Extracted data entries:
##########
PR #4291, opened 2024-09-17
Creating delete_blank_access_entries.py

phildominguez-gsa:
In this PR:
- Creating a command to delete Access entries that have blank email addresses. These are invalid, and we now enforce this in the app.
- The method [audit.models.delete_access_and_create_record](https://github.com/GSA-TTS/FAC/blob/180203905f8b1e34d6fef8f96bb5ddeee6cc5779/backend/audit/models/access.py#L136) was introduced some time ago, but not actually used as far as I can tell. [Tadhg's plan](https://github.com/GSA-TTS/FAC/blob/main/docs/architecture/decisions/0032-track-deletion-with-other-models.md) was to use this to create a DeletedAccess entry for each deleted Access, for record-keeping purposes, so I'm making use of that here.

Testing:
- Create a couple submissions (I just run the Cypress test)
- Go to the user access management pages for the submissions and add some users. You'll have to toss in some fake emails for now.
- In DBeaver, go to `audit_access` and delete the emails for the users you added
- Run `docker compose run web python manage.py delete_blank_access_entries --count`. It should log how many invalid Access entries there are, and exit.
- Run `docker compose run web python manage.py delete_blank_access_entries --limit 1`. It should only delete 1 Access entry, and add it to DeletedAccess (can confirm in DBeaver).
- Run `docker compose run web python manage.py delete_blank_access_entries` to delete the rest.

## PR Checklist: Submitter

## PR Checklist: Reviewer

### DIFF
--- a/backend/audit/management/commands/delete_blank_access_entries.py
+++ b/backend/audit/management/commands/delete_blank_access_entries.py
@@ -1,0 +1,71 @@
+from audit.models import (
+    Access,
+    DeletedAccess,
+    delete_access_and_create_record,
+)
+
+from django.core.management.base import BaseCommand
+
+import logging
+import sys
+
+
+logger = logging.getLogger(__name__)
+
+
+class Command(BaseCommand):
+    """
+    Django management command for deleting Access entries with blank email fields.
+    """
+
+    def add_arguments(self, parser):
+        parser.add_argument(
+            "--count", action="store_true", help="Only logs the blank Accesses count without deleting",
+        )
+        parser.add_argument(
+            "--verbose", action="store_true", help="Prints the report_ids that the Accesses are being deleted from",
+        )
+        parser.add_argument(
+            "--limit", type=int, help="Limits the number of blank Accesses to delete", default=None,
+        )
+
+    def handle(self, *args, **options):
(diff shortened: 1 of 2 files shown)


rnovak338:
FWIW (while awaiting Matt's approval), I was able to run through each of your commands successfully, using 4 sample audit accesses with no email. Nice work!

jadudm (changes requested):
I think this looks good. I'm working on the assumption that we'll test this in lower environments (dev/staging) before we use it in production. And, given that we have access controls in production, that will be easy enough to achieve.

I'm going to suggest one change; it's easy.

I think we shouldn't have a --verbose flag. I think the command should just be noisy. Why? Because it will send the logs of this work to NR. And, I think (given what it is doing), we absolutely want those log entries to go to NR. So, even though it will be a lot of rows (e.g. ~13K), we should definitely have the record of those DB manipulations in our production NR logs.

Does that make sense? In short, lets get rid of the `if` statements and `--verbose` flag, and just do the logging in all cases. (Happy to consider other possibilities...)

jadudm (approved):
LGTM, and thank you!

Issue #4259, opened 2024-09-06
Migrate from django-fsm to viewflow


danswick:
As of April this year, `django-fsm`, the state machine library we use to to manage submission events and the like, [has been deprecated](https://github.com/viewflow/django-fsm?tab=readme-ov-file#django-friendly-finite-state-machine-support). Its replacement, [viewflow](https://github.com/viewflow/viewflow/wiki/django%E2%80%90fsm-to-viewflow.fsm-Migration-Guide), is a backwards-incompatible re-write of the old system. While it seems to be a straightforward replacement, it will require some work to migrate.

**Update**:
As @rnovak338 pointed out, we import `django-fsm` in some old migrations, which means we can't easily remove the dependency without also doing some minor migration surgery. With that in mind, we'll probably do something like:

```[tasklist]
### Steps
- [x] Refactor the app code to use the viewflow API, add a new migration that changes the `FSMfield` to a standard `CharField`
- [x] Squash the existing migrations to get rid of the new-deprecated fsm reference. Or possibly some other approach to fixing the migrations.
```

PR #4296, opened 2024-09-20
Django FSM migration to Viewflow

rnovak338:
Part one of #4259

This branch migrates the use of the deprecating `django-fsm` library to using `django-viewflow` instead.

- Added new `django-viewflow` and `django-filter` dependencies to `requirements.txt`.
- New file `viewflow.py` under `/audit/models/` which contains the FSM logic for transitioning an SAC.
- Moved `STATUS` enumeration outside of the `SingleAuditChecklist` class. This required import/reference changes across many files and tests.
- Removed references of old deprecated library `django-fsm`.
- New migration to handle the changing the SAC's `submission_name` field to remove dependency on the deprecated `django-fsm`.

This should be blocked until #4292 (the race condition change) is implemented, since that PR includes some potential git conflicts with this branch that will need to be resolved before merging into `main`.

**IMPORTANT** - `django-fsm` is still referenced as an import for a historical migration in `/backend/audit/`. Since we are trying to remove the `django-fsm` library, this will need to be addressed in a later PR. While this deprecated library is no longer being used anywhere in the system, it still needs to be fixed in the old migration before it can be removed from `requirements.txt`.

## How to test
First, make sure that your local is able to install the new `viewflow` dependency with `docker-clean` and `docker-first-run`.

Ensure both backend tests with `python manage.py test` and the E2E tests succeed. For bonus points, run through the submission process manually to verify that each of the states are rendering the proper name for the submission as you go through the steps.

## PR Checklist: Submitter

- [X]   Link to an issue if possible. If there’s no issue, describe what your branch does. Even if there is an issue, a brief description in the PR is still useful.
- [X]   List any special steps reviewers have to follow to test the PR. For example, adding a local environment variable, creating a local test file, etc.
- [X]   Make sure you’ve merged `main` into your branch shortly before creating the PR. (You should also be merging `main` into your branch regularly during development.)
- [X]   Make sure you’ve accounted for any migrations. When you’re about to create the PR, bring up the application locally and then run `git status | grep migrations`. If there are any results, you probably need to add them to the branch for the PR. Your PR should have only **one** new migration file for each of the component apps, except in rare circumstances; you may need to delete some and re-run `python manage.py makemigrations` to reduce the number to one. (Also, unless in exceptional circumstances, your PR should not delete any migration files.)
- [X]   Make sure that whatever feature you’re adding has tests that cover the feature. This includes test coverage to make sure that the previous workflow still works, if applicable.
- [X]   Make sure the full-submission.cy.js [Cypress test](https://github.com/GSA-TTS/FAC/blob/main/docs/testing.md#end-to-end-testing) passes, if applicable.
- [X]   Do manual testing locally. Our tests are not good enough yet to allow us to skip this step. If that’s not applicable for some reason, check this box.

## PR Checklist: Reviewer


danswick (approved):
This looks good to me!

Let's keep an eye on the next staging deploy to make sure the migration and E2E tests work as expected.

JFYI: I also lightly edited your description so it wouldn't close the related issue (which still tracks the follow-on migration work) when this PR merges

PR #4345, opened 2024-10-02
Remove bpmn pr check

asteel-gsa:
Removes BPMN auto sync


jadudm (approved):
LGTM. This is an automation we do not need at this time.

PR #5846, opened 2026-08-05
Added terraform variable for metabase db plan

ccampbell-fearless:
## Description of changes

* Metabase was previously using the same db instance type as the FAC db. This PR adds a new variable allowing for different RDS instance types across the different services


jperson1 (approved):
Metabase DB plan was updated manually, and has completed the switch back to "redundant".

Looks good!

*Maybe we don't want those screenshots in GH. Not sure, just removing it in case.*

PR #5854, opened 2026-08-06
Updating linter packages for security findings

phildominguez-gsa:
## Description of changes

* We have a bunch of linter security findings I've been ignoring/dismissing. They just keep coming though, and we haven't updated the linter stuff in a while, anyway.
* I confirmed with the robot that `stylelint-config-scss` is not only redundant, it's an empty repo, so I removed it
* Updating `flat` import path
* I was getting an error that "yargs parser" requires Node 20, so I bumped that in the PR check
* Fixing `no-useless-assignment` errors for `key` and `row_array`
* If you `npm run build` there are some USWDS warnings, which we will update later

## How to test

* Linters still pass
* `npm run build`
* Error table still displays after a bad workbook upload, which you can see by uploading the wrong workbook
* Appending contact fields still works


RanyeM (approved):
LGTM

jperson1 (approved):

PR #3247, opened 2024-01-20
Jadudm/python deps 0120

jadudm:
This PR addresses a number of dependabot and related issues. 

* Bump `cryptography` to 41.0.6 or greater. https://github.com/GSA-TTS/FAC/security/code-scanning/1018
* Update aws-cli to v2. Should address https://github.com/GSA-TTS/FAC/security/code-scanning/865
* Update to `python-3.11-slim`, to enable a number of package updates, hopefully `pip` https://github.com/GSA-TTS/FAC/security/code-scanning/865
* `pycryptodome` update to at least 3.19.1 https://github.com/GSA-TTS/FAC/security/code-scanning/1119, https://github.com/GSA-TTS/FAC/security/code-scanning/1120
* Update pypdf to 3.17.0 or greater https://github.com/GSA-TTS/FAC/security/code-scanning/867
* urllib to 2.0.7 or greater https://github.com/GSA-TTS/FAC/security/code-scanning/858
* Django updated to v5, https://github.com/GSA-TTS/FAC/security/code-scanning/868
* gitpython to 3.1.41 or greater https://github.com/GSA-TTS/FAC/security/code-scanning/1122

Passes E2E Cypress tests and `make docker-test`.

## PR checklist: submitters

- [x]   Link to an issue if possible. If there’s no issue, describe what your branch does. Even if there is an issue, a brief description in the PR is still useful.
- [ ]   List any special steps reviewers have to follow to test the PR. For example, adding a local environment variable, creating a local test file, etc.
- [ ]   For extra credit, submit a screen recording like [this one](https://github.com/GSA-TTS/FAC/pull/1821).
- [x]   Make sure you’ve merged `main` into your branch shortly before creating the PR. (You should also be merging `main` into your branch regularly during development.)
- [x]   Make sure that whatever feature you’re adding has tests that cover the feature. This includes test coverage to make sure that the previous workflow still works, if applicable.
- [x]   Make sure the full-submission.cy.js [Cypress test](https://github.com/GSA-TTS/FAC/blob/main/docs/testing.md#end-to-end-testing) passes, if applicable.
- [x]   Do manual testing locally. Our tests are not good enough yet to allow us to skip this step. If that’s not applicable for some reason, check this box.
- [x]   Verify that no Git surgery was necessary, or, if it was necessary at any point, repeat the testing after it’s finished.
[...]

PR #5861, opened 2026-08-07
Python dependency updates for findings

phildominguez-gsa:
## Related tickets

* cyptography: https://github.com/GSA-TTS/FAC/security/dependabot?q=is%3Aopen+cryptography+
* aiohttp: https://github.com/GSA-TTS/FAC/security/dependabot?q=is%3Aopen+aiohttp+
* gitpython: https://github.com/GSA-TTS/FAC/security/dependabot?q=is%3Aopen+gitpython+

## Description of changes

* Removing gitpython from requirements. Bandit used to use a bad version so [we had forced it](https://github.com/GSA-TTS/FAC/pull/3247#:~:text=gitpython%20to%203.1.41%20or%20greater), but bandit doesn't use it anymore.
* I commented out [census_historical_migration/test_end_to_end_core.py](https://github.com/GSA-TTS/FAC/blob/main/backend/census_historical_migration/test_end_to_end_core.py)
  * [workbook_builder.py](https://github.com/GSA-TTS/FAC/blob/main/backend/census_historical_migration/workbooklib/workbook_builder.py#L2) uses [fs](https://github.com/PyFilesystem/pyfilesystem2), which tries to access `pkg_resources` from `setuptools`. This was removed from `setuptools` in v70. Instead of letting this test we don't care about anymore hold us hostage, I think it best to skip it.

## How to test

* App works as normal


jperson1 (approved):
Sometimes, you just have to banish the problem code. I appreciate the included explanation!

PR #1819, opened 2023-08-14
Sk/cog over assignment

gsa-suk:
This is a draft PR.
Completed 1462, 1699, 1738, 1762, 1811, 1812, 1813

PR #5867, opened 2026-08-11
Python dependency updates and cleanup

phildominguez-gsa:
## Related tickets

* https://github.com/GSA-TTS/FAC/security/dependabot/640
* https://github.com/GSA-TTS/FAC/security/dependabot/307
* https://github.com/GSA-TTS/FAC/security/dependabot/352

## Description of changes

* `pypdf==6.15.0` for finding
* Overriding `idna` and `python-dotenv` for findings
* `jsonnet==0.22.0` because of `pkg_resource` import issue
* Making an "Overrides" section in the reqs file. This way when we eventually get rid of a dependency we know what sub-dependency overrides we can get rid of.
* Removing these. I also confirmed they had no "via"s in the `requirements.txt` besides the `in` file, meaning they weren't there as overrides.
  * `peewee`: It was used at some point for Census stuff but was later considered dead and [deleted](https://github.com/GSA-TTS/FAC/pull/4109)
  * `cryptodome`: We already have `cryptodomex`, doesn't make sense to [add both](https://github.com/GSA-TTS/FAC/pull/3247/changes#diff-9cd5cf128c5b9f621ae51d2a84f3d69b7c31676db4c6e69a574a1a7235cc8519R25). We have a single import in [oidc.py](https://github.com/GSA-TTS/FAC/blob/main/backend/djangooidc/oidc.py#L9).
  * `python-slugify` and `types-python-slugify`: We used to use it to [slugify file names](https://github.com/GSA-TTS/FAC/pull/800/changes#diff-ee11638a6683bf5050aa4a4cc679ae4ae767aa738864658283a06bda523299faR114).
  * `sqlalchemy`: It was introduced [here](https://github.com/GSA-TTS/FAC/pull/1819). I see no uses of it anymore.
  * `uritemplate`: It was added [here](https://github.com/GSA-TTS/FAC/pull/118/changes#diff-9cd5cf128c5b9f621ae51d2a84f3d69b7c31676db4c6e69a574a1a7235cc8519) but not even used
  * `xkcdpass`: It was added [here](https://github.com/GSA-TTS/FAC/commit/8cd0fcbeac5d1b674b084856686fdfb5a3f9d9c6) for no apparent reason
  * `pyaml`: It was added [here](https://github.com/GSA-TTS/FAC/pull/118/changes) but again I see no use for it

## How to test

* `make docker-first-run && docker compose up`
* App works as normal


jperson1 (approved):
Great to clean up. I remember a handful of these being used briefly (uritemplate), or _maybe_ being used for a future feature (pyyaml), or just for local testing (xkcdpass). We'll bring them back if it matters!

Issue #5847, opened 2026-08-05
[INFRA] Remove the Pre-Deploy Backups


jperson1:
## Context
We take fresh backups every two hours or so. We also take a fresh backup as part of our production deployment process. This isn't a bad thing by any means, but it does raise some questions/concerns:

1. If a scheduled backup is running, the pre-deploy backup can run at the same time, which slows down both.
2. We run deploys midday, which means the two backups are somewhat likely to be running at the same time.
3. If a scheduled backup came in within the last hour or two, do we need a fresh backup before the deploy?
    * In a worst-case scenario, we run a botched migration on the deploy
    * We would have to load a backup and go through the full incident process anyway
4. Terraform plans require admin approval now, so catastrophic Terraform issues are much easier to catch than oh-so-long ago.
 
We think the pre-deploy backups are more a detriment than a boon at this point.

## Acceptance Criteria:
1. The production deploy action does not run a full backup before deploying.
2. The deploy step sits behind the Terraform deploy step, instead of in parallel with it.

PR #5869, opened 2026-08-11
removed database backup before prod deployment

ccampbell-fearless:
## Related tickets

* https://github.com/GSA-TTS/FAC/issues/5847

## Description of changes

* removed pre deploy database backup since backups are scheduled
* added workflow job dependency


jperson1 (approved):
Temp removal of the Terraform apply, to un-stick some planned actions we have upcoming.

Issue #5638, opened 2026-05-14
[RESUBv2] Disallow update of PDF for modification


marissahenderson:
If the user is doing a SF-SAC Data Collection form modification we should copy over their PDF from their previous submission, show it to them greyed out and disallow them to upload or change the PDF. We should also add a blurb that directs them back to the resubmission start to go through the full resubmission if they have updates to their PDF.

daryll:
- we should add a cross-validation check:
  - on whether theres a discrepancy on what the user say they did vs what they actually did (uploaded or not)
  - if the PDFs are the same

PR #5870, opened 2026-08-12
Disallow PDF Updates for SF-SAC Only Resubs

jperson1:
# Disallow PDF Updates for SF-SAC Only Resubs

## Related tickets

* https://github.com/GSA-TTS/FAC/issues/5638

## Description of changes

Overall - this is just for PDF upload behavior. when a user is making a SF-SAC change _only_, the previous SAR file is copied into the current record. Otherwise, they have to upload one themselves.

In rough order of importance:
* When the resubmission action for is submitted, it deletes the current PDF or copies in a fresh PDF as appropriate
* The PDF upload page no longer gives the option to copy the previous report
* The PDF part of the submission progress checklist will be disabled when appropriate. There's a little note for folks who may be confused at that one
* I added resub meta to the BabelFish naming scheme. We don't use it in exactly the same way, but I think it would be a good idea to, so I've started that process.
* A new SubmissionEvent for updating the resubmission action form.
    * This is what causes the migration
* Light test fixes. Something got them to act up, I'm not sure how those ones were passing as-is.
* Some light cleanup, typos, the works.

## How to test

1. Switch to this branch, run normally.
2. This is best done on _two_ submissions, to ensure that they both have PDFs in your local file system.
    * Create and submit an audit.
    * Make sure your RustFS is working properly, so that the PDF is sitting pretty in there.
    * Create a resubmission of your first submission.
3. On creating the resubmission, choose the "SFSAC_ONLY" option. Make sure the old PDF was copied into your new resubmission, and that the SAR form is disabled.
4. Switch the resubmission to the "AUDIT_PDF" option, in the resub action form. Make sure the current SAR (the one that was copied) is removed, and that the SAR form is enabled.
5. Verify that the SAR form works alright, and that the "use the old report" button and text is all gone.
6. Maybe have a quick crawl through the comments and text changes for validity.

## Notes/Questions:
1. Is it fine that the 503 page specifies "maintenance" as a possible reason for the error?
2. Do we want to delete the actual PDF when the SAR row is removed? This was not the case previously, and may have been an oversight. I suspect we do want to remove them, but we may also want to take a "flag for removal" approach as with the SAC rows.


backend/api/views/access.py
```diff
@@ -110,6 +111,25 @@ def access_and_submission_check(user, data):
...
+            == RESUBMISSION_ACTION.SFSAC_ONLY
+        ):
+            try:
+                copy_previous_report_data(
+                    previous_report_id=previous_report_id,
+                    current_sac=sac,
+                    current_audit=audit,
+                    user=user,
+                )
+            except Exception as err:
```
phildominguez-gsa: Not big on the catch-all exceptions. If specific exceptions can happen in `copy_previous_report_data` I'd prefer to have them caught in there. Also if this copying DOES fail, do we 500 and bail on the whole thing? They wouldn't be able to upload unless they changed the resub action, I think?

phildominguez-gsa (changes requested):

phildominguez-gsa (dismissed):

phildominguez-gsa (approved):

PR #5875, opened 2026-08-13
Unifying search

### LINKED ISSUE #5683: [MV] Remove basic search
Once we're confident in the new table's performance, we can remove basic search and only have advanced search available. Effectively, "basic search" will be gone and "advanced search" just becomes "search".
* Remove all related views, tests, etc., for basic search
* The new (advanced) search should now live at `dissemination/search/`, where basic search used to be
  * Make the `dissemination/search/advanced/` URL path redirect to `dissemination/search/` so that user bookmarks and whatnot don't break.

This change should be communicated with users.

Also, update any instructions and documents related to basic/advanced search. These can be found on the search pages themselves and on the static site. Some I've found:
* [FAQ page](https://support.fac.gov/hc/en-us/articles/29043839561869-I-just-submitted-my-audit-report-Why-can-t-I-download-my-report-from-Search-Is-there-an-error-with-my-submission)
* https://www.fac.gov/search-resources/filters/
* https://www.fac.gov/search-resources/ also seems weirdly empty
* Look for others!

This would also close out https://github.com/GSA-TTS/FAC/issues/5592

NOTE: Fix the foreign key -> string conversion bug that makes clicking the eyeball icon error out

### LINKED ISSUE #5684: [MV] Remove SF-SAC delay tooltip
Remove the tooltip/warning that says SF-SACs can take 24h to appear

Image

phildominguez-gsa:
Waiting on stakeholder communication before releasing this.

Static site PR [here](https://github.com/GSA-TTS/FAC-transition-site/pull/276)

## Related tickets

* Closes https://github.com/GSA-TTS/FAC/issues/5683
* Closes https://github.com/GSA-TTS/FAC/issues/5684

## Description of changes

* Removing basic search
* Advanced search is now just "search" using the unified table
* Migration to change `report_id` field to `report` since it's a foreign key, and Django returns it as a full General object in the results. It also makes `report_id` a field automatically, so this plays nicely whether General or Unified is used for searching.
* Tests now use unified instead of the materialized view
* Updating footer
* Rerouting deprecated `/search/advanced` to `/search` to bookmarks and whatnot don't break
* Removing the SF-SAC download-not-available tooltip, since they should always be available now

## How to test

* Head to http://localhost:8000/dissemination/search/
* Search should work as normal
* http://localhost:8000/dissemination/search/advanced reroutes to http://localhost:8000/dissemination/search/
* Buttons to view report summaries and downloads should work
* Footer search link works


jperson1 (dismissed):
This looks good to me. After much effort, thank you!

jperson1 (approved):

PR #5886, opened 2026-08-17
Updated app deployment workflow to use existing reusable workflow

ccampbell-fearless:
## Description of changes

* The manual app deployment workflow contained jobs that are no longer necessary. Instead of removing the jobs, this PR refactors the workflow to call the existing reusable workflow instead, eliminating duplicated code and keeping the logic in one place.


daryll (approved):
lgtm!

Issue #5685, opened 2026-06-05
[MV] Measure improved search and API performance


phildominguez-gsa:
Load a sanitized dump and compare `dissemination_combined` search times with `dissemination_unified`

PR #5929, opened 2026-09-04
Searching on General when possible for faster searches

phildominguez-gsa:
## Related tickets

* Related to https://github.com/GSA-TTS/FAC/issues/5683
* Related to https://github.com/GSA-TTS/FAC/issues/5685

## Description of changes

* When testing Unified search performance, it dawned on us that if you use advanced search to do not-actually-advanced searches, then it will be way slower than doing a basic search. This is because basic search hits the much smaller General table. This isn't terrible for the current app, but because we're removing basic search, this will soon be not great.
* This change checks to see if any advanced/non-basic/non-General fields are actually being searched on before querying DisseminationCombined or Unified. If the params are all basic, then it'll just stick to using the speedy General table.
* Specifying cog_or_oversight will only trigger an Advanced search if "either" is NOT used
* This effects both Advanced Search and Beta Search

## How to test

* I deployed the branch to preview, this way we can compare [prod beta search](https://app.fac.gov/dissemination/search/beta/) with [preview beta search](https://fac-preview.app.cloud.gov/dissemination/search/beta/)
* Searching by basic params in beta should now be as fast as using basic search
  * "Basic param" here means any fields that can be found on the basic search page, like audit years, states, etc.
* Advanced search should be faster for basic fields, too
* Searches generally working as normal
* Specifying cog_or_oversight will only trigger an Advanced search if "either" is NOT used
* If testing locally, you can tell what table/model is being used via the log line `INFO search Searching <model name>`

### DIFF
--- a/backend/dissemination/search.py
+++ b/backend/dissemination/search.py
@@ -54,6 +54,38 @@ def is_beta_search(params_dict):
     return params_dict.get("beta_search_flag", False)
 
 
+GENERAL_PARAMS = [
+    'audit_years',
+    'uei_or_ein',
+    'entity_name',
+    'start_date',
+    'end_date',
+    'auditee_state',
+    'fy_end_month',
+    'report_id',
+    'page',
+    'order_by',
+    'order_direction',
+    'advanced_search_flag',
+    'beta_search_flag',
+    'LIMIT',
+]
+
+
+def only_searching_on_general(params_dict):
+    """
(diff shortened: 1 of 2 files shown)


RanyeM (commented):
LGTM

LynnMHouston:
I did not do a time test, but it works great for me!

RanyeM (approved):
Lgtm!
##########
## What is being asked:
Look through the entries above. Extract each line with the word "class".

## Task result:
+class Command(BaseCommand):
- Moved `STATUS` enumeration outside of the `SingleAuditChecklist` class. This required import/reference changes across many files and tests.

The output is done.